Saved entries
┌──

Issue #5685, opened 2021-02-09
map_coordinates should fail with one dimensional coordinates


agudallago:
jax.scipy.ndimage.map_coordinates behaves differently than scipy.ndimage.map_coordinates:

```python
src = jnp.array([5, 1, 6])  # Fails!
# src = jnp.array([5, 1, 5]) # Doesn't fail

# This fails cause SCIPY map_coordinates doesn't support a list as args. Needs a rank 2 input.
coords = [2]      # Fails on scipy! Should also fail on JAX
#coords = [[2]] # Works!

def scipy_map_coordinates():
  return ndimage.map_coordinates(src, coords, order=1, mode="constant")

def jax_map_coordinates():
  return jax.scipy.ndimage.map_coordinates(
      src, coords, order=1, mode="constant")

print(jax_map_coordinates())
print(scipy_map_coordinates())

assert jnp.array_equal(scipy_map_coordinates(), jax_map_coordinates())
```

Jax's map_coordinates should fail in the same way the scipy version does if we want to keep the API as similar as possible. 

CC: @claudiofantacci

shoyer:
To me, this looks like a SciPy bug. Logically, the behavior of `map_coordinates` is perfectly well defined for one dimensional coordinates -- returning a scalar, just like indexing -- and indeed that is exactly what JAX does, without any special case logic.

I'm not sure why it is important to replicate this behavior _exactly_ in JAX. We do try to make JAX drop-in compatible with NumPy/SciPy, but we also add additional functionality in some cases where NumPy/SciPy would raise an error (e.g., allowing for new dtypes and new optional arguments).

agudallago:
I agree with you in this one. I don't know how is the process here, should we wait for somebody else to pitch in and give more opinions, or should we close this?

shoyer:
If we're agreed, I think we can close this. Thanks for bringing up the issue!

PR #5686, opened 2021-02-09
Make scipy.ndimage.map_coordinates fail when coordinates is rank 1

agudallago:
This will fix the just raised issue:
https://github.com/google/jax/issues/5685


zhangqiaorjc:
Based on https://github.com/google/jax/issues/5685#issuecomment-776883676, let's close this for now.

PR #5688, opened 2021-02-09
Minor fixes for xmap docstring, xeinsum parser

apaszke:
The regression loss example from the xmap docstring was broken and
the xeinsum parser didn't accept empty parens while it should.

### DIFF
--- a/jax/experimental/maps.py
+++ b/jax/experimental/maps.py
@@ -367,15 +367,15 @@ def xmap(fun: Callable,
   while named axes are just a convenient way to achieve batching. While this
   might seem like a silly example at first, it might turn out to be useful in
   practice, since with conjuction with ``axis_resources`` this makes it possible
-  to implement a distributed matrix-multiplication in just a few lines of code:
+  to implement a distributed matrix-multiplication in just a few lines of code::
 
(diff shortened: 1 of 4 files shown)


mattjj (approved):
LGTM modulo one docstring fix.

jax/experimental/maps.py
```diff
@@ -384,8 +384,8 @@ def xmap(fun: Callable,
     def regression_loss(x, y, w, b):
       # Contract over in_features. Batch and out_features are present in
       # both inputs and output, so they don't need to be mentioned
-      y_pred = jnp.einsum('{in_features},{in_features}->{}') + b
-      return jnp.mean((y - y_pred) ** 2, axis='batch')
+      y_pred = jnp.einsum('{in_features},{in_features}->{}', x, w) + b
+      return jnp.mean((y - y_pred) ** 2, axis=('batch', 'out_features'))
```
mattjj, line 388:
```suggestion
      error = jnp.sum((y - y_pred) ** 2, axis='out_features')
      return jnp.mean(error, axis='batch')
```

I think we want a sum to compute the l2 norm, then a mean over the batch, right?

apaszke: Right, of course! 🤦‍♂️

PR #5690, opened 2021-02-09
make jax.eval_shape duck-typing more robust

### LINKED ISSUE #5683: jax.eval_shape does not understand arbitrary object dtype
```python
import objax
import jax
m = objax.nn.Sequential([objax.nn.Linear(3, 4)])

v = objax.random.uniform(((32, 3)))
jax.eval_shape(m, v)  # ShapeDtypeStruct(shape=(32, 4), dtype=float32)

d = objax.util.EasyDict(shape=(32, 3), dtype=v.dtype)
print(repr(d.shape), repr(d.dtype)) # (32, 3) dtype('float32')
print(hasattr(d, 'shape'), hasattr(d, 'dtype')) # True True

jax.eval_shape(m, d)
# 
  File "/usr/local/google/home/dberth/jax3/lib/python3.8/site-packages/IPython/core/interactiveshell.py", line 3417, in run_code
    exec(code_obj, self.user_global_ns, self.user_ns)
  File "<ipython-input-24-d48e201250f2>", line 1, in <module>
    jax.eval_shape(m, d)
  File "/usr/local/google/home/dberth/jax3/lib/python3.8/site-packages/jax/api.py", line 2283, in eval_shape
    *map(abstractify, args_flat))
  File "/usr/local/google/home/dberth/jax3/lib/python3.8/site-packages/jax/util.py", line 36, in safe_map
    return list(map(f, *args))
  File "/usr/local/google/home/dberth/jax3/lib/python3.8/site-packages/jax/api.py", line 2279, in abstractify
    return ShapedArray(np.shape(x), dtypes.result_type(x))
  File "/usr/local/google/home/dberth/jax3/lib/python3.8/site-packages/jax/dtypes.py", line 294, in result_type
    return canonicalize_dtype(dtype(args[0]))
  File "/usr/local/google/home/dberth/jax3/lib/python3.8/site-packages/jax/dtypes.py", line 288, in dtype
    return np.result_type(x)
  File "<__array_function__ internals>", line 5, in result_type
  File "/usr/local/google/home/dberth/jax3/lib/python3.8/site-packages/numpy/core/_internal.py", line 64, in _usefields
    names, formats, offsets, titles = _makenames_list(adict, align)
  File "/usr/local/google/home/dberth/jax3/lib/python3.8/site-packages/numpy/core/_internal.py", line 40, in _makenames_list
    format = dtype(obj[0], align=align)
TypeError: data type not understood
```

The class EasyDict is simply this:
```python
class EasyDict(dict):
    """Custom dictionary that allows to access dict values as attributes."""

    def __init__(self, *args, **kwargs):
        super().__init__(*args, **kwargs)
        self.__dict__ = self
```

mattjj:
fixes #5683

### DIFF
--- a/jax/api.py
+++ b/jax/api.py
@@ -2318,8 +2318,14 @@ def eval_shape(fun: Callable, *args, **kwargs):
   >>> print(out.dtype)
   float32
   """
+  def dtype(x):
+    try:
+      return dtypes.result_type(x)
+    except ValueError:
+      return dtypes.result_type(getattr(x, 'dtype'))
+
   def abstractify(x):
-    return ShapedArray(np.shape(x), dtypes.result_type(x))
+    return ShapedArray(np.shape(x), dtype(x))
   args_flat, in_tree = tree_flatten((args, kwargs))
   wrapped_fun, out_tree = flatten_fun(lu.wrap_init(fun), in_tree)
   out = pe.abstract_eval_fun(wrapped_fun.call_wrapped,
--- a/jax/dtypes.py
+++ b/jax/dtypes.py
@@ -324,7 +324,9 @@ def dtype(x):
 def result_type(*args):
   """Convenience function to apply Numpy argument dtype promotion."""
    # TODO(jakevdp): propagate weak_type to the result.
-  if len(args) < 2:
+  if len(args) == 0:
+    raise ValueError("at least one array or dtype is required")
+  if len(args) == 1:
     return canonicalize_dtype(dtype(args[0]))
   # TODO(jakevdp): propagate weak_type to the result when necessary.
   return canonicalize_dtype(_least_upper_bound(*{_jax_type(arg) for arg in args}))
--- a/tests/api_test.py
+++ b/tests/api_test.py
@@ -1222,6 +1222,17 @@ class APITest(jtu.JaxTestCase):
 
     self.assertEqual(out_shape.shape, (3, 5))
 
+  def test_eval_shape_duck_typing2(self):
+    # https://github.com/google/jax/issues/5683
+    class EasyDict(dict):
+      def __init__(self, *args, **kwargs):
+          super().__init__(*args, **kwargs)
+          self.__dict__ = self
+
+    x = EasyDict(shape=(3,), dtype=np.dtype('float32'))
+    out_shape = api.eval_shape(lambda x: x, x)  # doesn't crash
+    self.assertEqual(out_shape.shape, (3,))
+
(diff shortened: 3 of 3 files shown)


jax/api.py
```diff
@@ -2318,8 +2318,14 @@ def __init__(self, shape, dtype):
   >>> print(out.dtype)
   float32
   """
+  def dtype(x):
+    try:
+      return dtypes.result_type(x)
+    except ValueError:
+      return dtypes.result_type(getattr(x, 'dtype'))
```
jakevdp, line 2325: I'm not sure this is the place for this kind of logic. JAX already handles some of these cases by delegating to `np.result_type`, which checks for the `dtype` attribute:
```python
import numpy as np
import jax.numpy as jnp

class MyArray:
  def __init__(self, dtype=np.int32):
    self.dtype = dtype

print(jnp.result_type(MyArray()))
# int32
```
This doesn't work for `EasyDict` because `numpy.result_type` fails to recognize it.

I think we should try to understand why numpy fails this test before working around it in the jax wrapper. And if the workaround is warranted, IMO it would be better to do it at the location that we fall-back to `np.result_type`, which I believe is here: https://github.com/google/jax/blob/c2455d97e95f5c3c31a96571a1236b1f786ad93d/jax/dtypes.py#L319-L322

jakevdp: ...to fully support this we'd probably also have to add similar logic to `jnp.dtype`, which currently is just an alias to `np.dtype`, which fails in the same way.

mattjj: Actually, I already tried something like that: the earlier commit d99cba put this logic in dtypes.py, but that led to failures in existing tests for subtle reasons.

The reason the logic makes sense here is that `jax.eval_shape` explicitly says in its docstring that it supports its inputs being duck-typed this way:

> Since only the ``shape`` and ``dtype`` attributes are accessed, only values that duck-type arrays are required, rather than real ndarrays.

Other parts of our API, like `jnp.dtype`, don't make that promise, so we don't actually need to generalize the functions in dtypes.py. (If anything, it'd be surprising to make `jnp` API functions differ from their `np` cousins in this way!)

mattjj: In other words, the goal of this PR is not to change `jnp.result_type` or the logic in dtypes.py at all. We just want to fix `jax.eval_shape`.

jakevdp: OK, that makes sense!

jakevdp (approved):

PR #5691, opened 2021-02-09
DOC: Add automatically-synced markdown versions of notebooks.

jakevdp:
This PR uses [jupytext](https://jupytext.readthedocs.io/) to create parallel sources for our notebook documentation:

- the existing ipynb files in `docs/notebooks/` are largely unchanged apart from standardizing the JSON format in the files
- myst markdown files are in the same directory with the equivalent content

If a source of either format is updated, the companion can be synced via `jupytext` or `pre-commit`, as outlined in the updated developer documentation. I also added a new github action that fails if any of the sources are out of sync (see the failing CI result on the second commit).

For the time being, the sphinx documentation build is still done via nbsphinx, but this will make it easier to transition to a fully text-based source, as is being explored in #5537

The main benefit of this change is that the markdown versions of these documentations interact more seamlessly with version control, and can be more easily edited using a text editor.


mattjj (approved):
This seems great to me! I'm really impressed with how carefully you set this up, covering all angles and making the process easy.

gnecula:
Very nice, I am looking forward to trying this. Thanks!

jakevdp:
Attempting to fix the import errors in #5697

└──

**DIRECTIONS**
Nothing but the lines from the top of the records down to the line with "To me, this" belongs in the answer; repeat them exactly.

**TASK RESULT**
Issue #5685, opened 2021-02-09
map_coordinates should fail with one dimensional coordinates


agudallago:
jax.scipy.ndimage.map_coordinates behaves differently than scipy.ndimage.map_coordinates:

```python
src = jnp.array([5, 1, 6])  # Fails!
# src = jnp.array([5, 1, 5]) # Doesn't fail

# This fails cause SCIPY map_coordinates doesn't support a list as args. Needs a rank 2 input.
coords = [2]      # Fails on scipy! Should also fail on JAX
#coords = [[2]] # Works!

def scipy_map_coordinates():
  return ndimage.map_coordinates(src, coords, order=1, mode="constant")

def jax_map_coordinates():
  return jax.scipy.ndimage.map_coordinates(
      src, coords, order=1, mode="constant")

print(jax_map_coordinates())
print(scipy_map_coordinates())

assert jnp.array_equal(scipy_map_coordinates(), jax_map_coordinates())
```

Jax's map_coordinates should fail in the same way the scipy version does if we want to keep the API as similar as possible. 

CC: @claudiofantacci

shoyer:
To me, this looks like a SciPy bug. Logically, the behavior of `map_coordinates` is perfectly well defined for one dimensional coordinates -- returning a scalar, just like indexing -- and indeed that is exactly what JAX does, without any special case logic.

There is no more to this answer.